# [WORK TO COMPLETE]
Every line from the beginning of the records below up to the one holding "-159,10 +159,7 @@" should be quoted exactly; leave out the rest.

# [Saved entries]
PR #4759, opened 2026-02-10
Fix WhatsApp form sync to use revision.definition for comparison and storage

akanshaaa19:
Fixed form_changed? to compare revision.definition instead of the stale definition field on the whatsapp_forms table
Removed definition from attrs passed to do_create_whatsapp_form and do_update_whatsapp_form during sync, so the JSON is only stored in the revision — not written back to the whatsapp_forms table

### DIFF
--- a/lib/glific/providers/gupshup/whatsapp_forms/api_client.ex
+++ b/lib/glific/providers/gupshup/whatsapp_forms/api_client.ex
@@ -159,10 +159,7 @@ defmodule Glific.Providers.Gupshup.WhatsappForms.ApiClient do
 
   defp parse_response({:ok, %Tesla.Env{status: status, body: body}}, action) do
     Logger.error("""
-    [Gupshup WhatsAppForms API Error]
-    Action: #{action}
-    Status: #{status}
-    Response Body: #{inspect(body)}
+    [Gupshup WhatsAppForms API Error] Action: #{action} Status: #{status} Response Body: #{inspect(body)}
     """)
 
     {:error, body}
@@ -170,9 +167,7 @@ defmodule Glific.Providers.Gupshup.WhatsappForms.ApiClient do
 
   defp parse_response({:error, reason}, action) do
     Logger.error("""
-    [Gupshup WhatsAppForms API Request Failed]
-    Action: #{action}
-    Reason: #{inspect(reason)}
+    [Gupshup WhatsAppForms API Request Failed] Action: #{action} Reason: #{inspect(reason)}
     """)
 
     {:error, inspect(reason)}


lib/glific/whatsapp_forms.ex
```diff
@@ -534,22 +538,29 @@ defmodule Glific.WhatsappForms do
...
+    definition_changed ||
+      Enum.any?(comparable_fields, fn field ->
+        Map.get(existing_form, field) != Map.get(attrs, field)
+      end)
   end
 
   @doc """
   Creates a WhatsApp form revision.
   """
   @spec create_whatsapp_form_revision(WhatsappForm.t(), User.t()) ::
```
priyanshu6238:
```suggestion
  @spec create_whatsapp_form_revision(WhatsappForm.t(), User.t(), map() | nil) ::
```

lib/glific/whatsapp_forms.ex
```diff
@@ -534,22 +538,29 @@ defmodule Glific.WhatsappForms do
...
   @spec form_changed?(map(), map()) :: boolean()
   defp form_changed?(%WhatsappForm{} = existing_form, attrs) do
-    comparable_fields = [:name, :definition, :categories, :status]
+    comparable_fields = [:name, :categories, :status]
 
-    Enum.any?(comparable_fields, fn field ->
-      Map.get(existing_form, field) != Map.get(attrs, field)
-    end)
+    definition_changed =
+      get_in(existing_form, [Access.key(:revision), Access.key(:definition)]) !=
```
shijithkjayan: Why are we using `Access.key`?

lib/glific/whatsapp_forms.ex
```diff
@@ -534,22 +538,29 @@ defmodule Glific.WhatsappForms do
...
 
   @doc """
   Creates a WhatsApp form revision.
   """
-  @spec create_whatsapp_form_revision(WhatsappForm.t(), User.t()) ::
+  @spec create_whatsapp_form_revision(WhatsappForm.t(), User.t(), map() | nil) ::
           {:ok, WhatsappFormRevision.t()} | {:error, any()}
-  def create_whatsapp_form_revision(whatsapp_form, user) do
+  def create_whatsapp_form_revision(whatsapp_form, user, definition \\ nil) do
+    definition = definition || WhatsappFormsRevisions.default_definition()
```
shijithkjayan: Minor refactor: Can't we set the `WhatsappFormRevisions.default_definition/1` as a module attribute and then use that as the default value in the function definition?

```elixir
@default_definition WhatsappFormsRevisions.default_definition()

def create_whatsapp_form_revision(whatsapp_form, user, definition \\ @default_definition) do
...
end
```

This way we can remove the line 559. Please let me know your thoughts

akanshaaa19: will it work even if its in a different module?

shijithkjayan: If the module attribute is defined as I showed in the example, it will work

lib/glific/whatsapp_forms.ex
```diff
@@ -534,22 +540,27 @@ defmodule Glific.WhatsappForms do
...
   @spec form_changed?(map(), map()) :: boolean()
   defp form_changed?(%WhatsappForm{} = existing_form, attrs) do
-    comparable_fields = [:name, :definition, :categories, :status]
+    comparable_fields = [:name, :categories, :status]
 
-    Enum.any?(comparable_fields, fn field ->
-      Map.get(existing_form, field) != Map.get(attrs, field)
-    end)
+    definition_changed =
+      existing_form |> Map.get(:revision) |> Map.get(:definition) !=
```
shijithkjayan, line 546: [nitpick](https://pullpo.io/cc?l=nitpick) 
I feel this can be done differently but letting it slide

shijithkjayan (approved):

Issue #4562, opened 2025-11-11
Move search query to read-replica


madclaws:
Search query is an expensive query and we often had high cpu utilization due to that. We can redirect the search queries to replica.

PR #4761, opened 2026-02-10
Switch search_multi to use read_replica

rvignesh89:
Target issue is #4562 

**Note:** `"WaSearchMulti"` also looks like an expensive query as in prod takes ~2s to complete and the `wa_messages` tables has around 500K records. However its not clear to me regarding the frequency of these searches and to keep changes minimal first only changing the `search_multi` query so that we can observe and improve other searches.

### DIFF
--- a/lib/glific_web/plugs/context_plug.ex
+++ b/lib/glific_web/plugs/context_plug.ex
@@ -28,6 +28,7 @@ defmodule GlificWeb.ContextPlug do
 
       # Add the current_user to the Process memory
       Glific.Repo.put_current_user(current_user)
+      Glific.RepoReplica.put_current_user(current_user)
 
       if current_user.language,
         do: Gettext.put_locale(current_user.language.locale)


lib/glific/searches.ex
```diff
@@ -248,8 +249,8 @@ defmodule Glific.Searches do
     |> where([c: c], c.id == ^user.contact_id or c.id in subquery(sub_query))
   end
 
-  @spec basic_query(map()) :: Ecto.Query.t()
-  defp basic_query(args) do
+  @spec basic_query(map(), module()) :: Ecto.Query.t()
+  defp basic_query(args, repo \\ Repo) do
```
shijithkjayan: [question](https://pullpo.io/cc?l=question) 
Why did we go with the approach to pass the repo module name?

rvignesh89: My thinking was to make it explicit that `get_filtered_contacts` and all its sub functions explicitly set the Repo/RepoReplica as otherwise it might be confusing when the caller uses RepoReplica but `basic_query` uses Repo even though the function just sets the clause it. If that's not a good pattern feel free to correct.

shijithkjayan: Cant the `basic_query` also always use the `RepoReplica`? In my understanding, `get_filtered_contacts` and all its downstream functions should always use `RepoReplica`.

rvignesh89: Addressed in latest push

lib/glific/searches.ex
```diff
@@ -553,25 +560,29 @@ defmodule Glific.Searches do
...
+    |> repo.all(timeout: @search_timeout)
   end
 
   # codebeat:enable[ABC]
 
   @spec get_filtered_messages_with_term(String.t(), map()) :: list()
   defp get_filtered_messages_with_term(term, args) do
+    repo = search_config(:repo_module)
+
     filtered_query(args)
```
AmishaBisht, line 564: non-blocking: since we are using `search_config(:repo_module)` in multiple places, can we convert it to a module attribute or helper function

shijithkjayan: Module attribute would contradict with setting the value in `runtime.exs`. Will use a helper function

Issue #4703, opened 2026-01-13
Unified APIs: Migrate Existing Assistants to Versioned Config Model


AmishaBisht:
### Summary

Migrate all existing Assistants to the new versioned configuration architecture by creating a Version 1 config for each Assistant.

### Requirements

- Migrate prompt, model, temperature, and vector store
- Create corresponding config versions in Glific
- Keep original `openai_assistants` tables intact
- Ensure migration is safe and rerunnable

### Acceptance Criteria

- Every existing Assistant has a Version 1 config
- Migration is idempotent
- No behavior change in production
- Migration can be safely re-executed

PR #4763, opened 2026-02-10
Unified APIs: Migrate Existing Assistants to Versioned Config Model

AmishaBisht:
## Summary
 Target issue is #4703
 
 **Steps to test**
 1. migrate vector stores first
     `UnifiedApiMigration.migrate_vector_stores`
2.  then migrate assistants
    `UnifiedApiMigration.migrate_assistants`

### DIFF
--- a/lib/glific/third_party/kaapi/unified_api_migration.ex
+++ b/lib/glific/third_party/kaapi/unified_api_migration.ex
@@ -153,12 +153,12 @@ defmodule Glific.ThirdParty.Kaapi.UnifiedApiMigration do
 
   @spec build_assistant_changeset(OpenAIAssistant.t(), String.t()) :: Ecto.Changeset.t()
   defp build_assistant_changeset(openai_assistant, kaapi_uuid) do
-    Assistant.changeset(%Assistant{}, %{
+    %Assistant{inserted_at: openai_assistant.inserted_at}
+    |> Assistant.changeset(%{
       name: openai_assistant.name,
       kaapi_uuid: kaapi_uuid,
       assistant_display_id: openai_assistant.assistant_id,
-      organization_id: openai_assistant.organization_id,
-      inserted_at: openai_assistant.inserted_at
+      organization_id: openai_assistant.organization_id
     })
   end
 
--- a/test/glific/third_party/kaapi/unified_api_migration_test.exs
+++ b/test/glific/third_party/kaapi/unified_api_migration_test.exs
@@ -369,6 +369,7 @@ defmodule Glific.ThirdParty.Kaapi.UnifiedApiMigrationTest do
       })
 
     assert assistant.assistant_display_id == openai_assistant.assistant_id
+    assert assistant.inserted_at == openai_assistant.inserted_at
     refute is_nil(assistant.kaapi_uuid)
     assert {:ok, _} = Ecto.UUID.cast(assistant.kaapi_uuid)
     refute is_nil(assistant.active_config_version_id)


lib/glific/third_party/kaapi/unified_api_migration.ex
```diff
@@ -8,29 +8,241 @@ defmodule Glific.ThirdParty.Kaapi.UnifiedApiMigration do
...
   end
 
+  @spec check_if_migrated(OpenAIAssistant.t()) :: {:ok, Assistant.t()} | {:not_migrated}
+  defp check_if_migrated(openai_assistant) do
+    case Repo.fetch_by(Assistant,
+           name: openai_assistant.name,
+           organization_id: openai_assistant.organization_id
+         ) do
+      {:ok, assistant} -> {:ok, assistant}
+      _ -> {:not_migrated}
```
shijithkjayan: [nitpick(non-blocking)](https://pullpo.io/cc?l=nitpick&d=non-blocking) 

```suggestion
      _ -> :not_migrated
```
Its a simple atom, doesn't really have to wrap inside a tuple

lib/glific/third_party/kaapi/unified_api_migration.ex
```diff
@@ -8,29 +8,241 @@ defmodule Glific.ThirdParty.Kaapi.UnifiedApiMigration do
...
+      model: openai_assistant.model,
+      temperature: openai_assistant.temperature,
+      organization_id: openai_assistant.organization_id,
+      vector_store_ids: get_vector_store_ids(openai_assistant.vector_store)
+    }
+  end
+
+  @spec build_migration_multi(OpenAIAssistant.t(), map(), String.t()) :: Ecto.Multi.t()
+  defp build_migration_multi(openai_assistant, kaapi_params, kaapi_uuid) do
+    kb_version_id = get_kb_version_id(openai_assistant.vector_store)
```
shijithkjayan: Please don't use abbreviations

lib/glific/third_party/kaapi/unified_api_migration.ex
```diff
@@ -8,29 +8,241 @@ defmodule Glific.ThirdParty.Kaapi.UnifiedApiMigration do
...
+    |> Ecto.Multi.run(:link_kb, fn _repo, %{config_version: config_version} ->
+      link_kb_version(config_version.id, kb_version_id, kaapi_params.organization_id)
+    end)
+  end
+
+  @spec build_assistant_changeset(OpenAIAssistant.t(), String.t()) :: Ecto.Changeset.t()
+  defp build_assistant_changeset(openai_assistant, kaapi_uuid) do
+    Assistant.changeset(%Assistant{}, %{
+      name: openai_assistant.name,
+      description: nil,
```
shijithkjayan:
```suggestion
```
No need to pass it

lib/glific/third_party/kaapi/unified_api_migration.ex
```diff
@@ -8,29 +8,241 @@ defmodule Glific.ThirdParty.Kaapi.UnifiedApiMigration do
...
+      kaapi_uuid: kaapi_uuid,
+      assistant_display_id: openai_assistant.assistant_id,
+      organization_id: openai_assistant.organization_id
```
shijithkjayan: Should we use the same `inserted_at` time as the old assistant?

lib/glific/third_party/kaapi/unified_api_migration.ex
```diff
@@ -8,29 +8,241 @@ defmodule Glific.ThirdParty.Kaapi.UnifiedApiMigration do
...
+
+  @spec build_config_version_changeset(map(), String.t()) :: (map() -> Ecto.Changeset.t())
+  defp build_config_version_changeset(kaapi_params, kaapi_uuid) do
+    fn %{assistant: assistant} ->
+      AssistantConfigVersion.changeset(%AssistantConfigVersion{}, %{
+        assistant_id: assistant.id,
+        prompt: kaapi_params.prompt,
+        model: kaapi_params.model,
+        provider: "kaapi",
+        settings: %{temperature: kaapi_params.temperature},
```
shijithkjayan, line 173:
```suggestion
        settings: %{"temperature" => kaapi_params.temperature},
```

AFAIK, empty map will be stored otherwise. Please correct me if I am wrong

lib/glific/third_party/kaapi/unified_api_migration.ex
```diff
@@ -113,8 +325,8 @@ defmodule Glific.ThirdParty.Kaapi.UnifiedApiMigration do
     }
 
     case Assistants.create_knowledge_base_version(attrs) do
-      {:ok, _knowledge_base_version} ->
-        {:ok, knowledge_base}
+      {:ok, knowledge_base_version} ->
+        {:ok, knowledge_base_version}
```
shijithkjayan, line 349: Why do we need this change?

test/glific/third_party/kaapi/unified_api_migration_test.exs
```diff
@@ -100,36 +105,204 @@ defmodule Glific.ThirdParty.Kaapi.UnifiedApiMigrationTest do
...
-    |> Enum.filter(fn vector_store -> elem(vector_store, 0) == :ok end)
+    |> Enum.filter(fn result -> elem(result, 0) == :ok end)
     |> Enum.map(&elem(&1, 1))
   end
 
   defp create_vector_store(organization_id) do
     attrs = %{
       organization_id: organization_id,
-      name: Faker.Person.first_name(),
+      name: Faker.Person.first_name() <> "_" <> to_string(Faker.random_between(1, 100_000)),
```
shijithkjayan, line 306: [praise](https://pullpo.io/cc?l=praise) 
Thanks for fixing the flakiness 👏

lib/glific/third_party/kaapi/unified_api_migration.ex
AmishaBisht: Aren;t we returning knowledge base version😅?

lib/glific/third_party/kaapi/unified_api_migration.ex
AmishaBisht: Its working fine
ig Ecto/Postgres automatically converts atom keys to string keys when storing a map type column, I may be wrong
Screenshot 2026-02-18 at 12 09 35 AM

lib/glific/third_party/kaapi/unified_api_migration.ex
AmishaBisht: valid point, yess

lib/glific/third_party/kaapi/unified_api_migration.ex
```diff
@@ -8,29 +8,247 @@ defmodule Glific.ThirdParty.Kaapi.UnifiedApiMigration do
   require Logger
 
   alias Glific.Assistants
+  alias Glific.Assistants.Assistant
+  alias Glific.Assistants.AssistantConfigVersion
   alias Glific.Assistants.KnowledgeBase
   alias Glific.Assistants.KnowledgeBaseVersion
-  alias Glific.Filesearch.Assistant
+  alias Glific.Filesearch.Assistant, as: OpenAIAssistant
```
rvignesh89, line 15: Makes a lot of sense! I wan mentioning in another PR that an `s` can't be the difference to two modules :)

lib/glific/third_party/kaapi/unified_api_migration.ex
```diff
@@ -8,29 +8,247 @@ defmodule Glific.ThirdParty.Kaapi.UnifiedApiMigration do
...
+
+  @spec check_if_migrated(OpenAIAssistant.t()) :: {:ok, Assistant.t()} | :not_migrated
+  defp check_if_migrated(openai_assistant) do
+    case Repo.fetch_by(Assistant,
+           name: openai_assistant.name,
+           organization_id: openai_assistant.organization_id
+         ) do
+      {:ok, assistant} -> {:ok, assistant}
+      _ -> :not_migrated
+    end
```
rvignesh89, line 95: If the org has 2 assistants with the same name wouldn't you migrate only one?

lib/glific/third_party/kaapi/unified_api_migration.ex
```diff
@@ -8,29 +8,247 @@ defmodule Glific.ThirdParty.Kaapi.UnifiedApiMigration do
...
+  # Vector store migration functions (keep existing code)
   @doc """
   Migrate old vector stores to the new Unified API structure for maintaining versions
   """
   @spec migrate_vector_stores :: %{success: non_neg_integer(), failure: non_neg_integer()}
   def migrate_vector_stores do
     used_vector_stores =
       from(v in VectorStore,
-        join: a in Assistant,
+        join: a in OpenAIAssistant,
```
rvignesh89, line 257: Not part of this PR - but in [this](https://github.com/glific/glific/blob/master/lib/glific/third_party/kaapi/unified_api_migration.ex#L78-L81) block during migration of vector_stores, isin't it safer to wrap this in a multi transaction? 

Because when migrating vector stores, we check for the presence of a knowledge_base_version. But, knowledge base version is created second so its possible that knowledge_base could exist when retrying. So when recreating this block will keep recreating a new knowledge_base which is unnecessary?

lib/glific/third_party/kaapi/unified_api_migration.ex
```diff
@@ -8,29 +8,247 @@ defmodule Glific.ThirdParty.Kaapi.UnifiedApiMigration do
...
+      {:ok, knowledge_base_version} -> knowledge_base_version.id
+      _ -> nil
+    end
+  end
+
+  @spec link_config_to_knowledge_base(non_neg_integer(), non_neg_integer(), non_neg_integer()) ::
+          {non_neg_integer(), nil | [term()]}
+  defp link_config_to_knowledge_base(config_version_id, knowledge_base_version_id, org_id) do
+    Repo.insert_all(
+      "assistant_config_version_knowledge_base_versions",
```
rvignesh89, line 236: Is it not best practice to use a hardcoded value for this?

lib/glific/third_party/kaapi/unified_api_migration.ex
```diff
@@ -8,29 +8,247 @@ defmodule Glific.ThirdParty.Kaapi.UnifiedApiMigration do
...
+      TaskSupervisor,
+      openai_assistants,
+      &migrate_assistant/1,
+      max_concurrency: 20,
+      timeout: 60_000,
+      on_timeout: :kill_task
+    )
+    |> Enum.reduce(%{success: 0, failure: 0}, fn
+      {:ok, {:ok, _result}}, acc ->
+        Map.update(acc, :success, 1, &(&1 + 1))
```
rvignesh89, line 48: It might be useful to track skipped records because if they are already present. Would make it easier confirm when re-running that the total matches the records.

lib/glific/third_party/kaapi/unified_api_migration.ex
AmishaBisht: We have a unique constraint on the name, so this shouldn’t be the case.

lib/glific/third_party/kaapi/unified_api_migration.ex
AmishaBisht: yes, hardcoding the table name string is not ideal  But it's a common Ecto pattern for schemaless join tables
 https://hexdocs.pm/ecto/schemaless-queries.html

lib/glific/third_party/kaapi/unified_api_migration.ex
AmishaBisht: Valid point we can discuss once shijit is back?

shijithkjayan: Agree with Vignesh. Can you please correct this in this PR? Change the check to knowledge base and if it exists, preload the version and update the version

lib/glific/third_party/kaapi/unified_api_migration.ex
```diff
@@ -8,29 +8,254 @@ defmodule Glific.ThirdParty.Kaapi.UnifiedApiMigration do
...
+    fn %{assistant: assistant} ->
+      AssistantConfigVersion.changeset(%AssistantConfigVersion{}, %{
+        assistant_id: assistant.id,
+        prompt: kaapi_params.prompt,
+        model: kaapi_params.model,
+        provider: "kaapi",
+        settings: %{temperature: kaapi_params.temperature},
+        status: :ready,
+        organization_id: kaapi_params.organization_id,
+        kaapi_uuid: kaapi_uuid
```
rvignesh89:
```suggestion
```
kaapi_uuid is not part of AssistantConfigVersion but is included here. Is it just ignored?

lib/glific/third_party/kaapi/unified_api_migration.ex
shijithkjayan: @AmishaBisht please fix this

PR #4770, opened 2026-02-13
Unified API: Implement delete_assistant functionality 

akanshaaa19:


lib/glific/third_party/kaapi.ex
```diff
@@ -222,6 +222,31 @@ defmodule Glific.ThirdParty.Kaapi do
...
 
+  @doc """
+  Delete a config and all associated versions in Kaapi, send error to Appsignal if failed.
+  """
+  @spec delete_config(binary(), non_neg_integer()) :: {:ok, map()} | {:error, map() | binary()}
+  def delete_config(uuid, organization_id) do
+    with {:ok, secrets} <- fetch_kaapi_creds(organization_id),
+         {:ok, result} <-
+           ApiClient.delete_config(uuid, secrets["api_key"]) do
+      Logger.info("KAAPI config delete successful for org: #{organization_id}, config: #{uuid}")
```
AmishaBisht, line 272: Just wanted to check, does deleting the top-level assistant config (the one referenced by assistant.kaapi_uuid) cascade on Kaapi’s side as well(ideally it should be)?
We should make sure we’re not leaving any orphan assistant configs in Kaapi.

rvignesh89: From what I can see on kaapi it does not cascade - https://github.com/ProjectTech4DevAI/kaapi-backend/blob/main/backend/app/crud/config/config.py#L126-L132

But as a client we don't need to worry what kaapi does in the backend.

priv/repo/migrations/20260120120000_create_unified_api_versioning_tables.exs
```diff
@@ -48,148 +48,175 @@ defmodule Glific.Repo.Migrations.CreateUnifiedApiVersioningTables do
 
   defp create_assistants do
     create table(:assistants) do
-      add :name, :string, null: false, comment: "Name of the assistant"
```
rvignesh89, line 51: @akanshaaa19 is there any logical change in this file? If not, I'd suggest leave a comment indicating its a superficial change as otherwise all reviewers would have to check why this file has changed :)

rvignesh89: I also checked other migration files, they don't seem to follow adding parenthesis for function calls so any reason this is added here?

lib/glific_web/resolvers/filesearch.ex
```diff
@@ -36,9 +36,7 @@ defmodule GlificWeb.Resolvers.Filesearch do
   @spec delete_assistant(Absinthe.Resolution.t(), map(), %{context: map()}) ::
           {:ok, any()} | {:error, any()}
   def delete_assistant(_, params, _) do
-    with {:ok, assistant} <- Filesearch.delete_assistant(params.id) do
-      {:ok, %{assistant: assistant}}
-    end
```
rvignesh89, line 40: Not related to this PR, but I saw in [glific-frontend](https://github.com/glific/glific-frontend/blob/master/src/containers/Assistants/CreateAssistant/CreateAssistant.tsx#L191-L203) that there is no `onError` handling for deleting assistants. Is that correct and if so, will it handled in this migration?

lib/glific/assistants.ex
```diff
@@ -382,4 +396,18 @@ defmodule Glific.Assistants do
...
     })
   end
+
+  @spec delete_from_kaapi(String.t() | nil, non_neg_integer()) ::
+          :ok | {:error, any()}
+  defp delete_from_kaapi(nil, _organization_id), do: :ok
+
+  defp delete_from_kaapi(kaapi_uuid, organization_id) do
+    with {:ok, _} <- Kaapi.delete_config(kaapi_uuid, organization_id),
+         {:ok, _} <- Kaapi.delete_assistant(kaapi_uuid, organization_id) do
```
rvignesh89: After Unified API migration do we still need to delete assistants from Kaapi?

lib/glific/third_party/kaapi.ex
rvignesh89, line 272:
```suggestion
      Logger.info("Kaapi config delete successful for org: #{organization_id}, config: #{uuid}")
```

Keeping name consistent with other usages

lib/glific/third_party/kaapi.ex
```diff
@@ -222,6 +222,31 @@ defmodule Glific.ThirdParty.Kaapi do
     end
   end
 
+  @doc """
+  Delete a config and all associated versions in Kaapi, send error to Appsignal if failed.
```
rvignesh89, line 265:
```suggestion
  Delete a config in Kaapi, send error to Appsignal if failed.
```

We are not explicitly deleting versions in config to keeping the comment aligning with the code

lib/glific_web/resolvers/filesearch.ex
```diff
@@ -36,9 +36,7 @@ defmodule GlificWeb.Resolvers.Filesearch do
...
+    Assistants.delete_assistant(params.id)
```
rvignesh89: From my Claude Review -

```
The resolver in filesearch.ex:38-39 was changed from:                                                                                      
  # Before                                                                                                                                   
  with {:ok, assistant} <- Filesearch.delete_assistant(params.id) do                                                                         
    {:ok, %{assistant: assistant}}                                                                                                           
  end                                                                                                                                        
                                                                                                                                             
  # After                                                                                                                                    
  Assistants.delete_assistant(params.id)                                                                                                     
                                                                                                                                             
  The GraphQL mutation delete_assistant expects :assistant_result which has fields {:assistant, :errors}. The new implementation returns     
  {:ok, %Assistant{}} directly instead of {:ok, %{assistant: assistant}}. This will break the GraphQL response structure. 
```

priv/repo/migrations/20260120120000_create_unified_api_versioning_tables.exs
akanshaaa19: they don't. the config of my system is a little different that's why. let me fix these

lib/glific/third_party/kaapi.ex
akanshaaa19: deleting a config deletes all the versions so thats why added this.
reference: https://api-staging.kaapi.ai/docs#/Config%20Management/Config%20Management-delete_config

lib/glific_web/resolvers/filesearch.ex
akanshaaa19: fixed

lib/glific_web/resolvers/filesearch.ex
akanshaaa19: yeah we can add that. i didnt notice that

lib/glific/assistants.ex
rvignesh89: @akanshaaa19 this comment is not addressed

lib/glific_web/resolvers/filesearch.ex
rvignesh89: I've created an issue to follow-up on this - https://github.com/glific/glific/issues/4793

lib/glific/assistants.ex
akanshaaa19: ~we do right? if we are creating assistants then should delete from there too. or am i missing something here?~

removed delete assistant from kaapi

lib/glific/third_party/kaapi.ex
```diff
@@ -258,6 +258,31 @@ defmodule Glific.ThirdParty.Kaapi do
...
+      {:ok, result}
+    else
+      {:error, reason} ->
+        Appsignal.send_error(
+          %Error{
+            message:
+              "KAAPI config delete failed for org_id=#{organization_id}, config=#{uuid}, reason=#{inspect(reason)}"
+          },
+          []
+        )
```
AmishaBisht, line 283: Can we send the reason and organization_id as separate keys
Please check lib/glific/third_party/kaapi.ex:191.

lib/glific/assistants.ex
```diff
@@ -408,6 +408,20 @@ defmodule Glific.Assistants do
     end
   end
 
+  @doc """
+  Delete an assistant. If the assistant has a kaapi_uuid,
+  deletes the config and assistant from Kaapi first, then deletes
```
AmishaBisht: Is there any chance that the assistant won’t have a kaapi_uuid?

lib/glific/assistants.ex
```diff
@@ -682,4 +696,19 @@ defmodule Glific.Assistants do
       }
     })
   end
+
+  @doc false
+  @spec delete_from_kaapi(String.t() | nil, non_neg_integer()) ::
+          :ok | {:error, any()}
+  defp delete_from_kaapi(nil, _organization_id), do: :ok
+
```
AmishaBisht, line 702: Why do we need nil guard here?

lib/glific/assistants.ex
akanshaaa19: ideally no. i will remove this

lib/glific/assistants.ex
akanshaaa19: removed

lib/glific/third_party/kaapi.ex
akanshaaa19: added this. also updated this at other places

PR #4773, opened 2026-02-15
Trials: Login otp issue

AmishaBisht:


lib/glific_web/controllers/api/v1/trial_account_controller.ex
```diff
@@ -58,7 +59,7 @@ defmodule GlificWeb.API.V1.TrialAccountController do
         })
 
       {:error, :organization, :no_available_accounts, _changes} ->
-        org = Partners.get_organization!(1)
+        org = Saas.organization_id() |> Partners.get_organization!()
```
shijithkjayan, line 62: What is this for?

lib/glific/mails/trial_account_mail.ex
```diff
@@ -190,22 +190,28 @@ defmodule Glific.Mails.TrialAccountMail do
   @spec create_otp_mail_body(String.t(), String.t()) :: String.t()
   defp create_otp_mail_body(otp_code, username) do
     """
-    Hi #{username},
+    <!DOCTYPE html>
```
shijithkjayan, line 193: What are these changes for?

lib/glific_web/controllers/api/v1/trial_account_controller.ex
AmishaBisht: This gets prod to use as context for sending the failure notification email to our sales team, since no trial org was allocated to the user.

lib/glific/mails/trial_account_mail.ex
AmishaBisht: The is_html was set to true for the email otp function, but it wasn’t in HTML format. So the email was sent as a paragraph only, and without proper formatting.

# [EXPECTED ANSWER]
PR #4759, opened 2026-02-10
Fix WhatsApp form sync to use revision.definition for comparison and storage

akanshaaa19:
Fixed form_changed? to compare revision.definition instead of the stale definition field on the whatsapp_forms table
Removed definition from attrs passed to do_create_whatsapp_form and do_update_whatsapp_form during sync, so the JSON is only stored in the revision — not written back to the whatsapp_forms table

### DIFF
--- a/lib/glific/providers/gupshup/whatsapp_forms/api_client.ex
+++ b/lib/glific/providers/gupshup/whatsapp_forms/api_client.ex
@@ -159,10 +159,7 @@ defmodule Glific.Providers.Gupshup.WhatsappForms.ApiClient do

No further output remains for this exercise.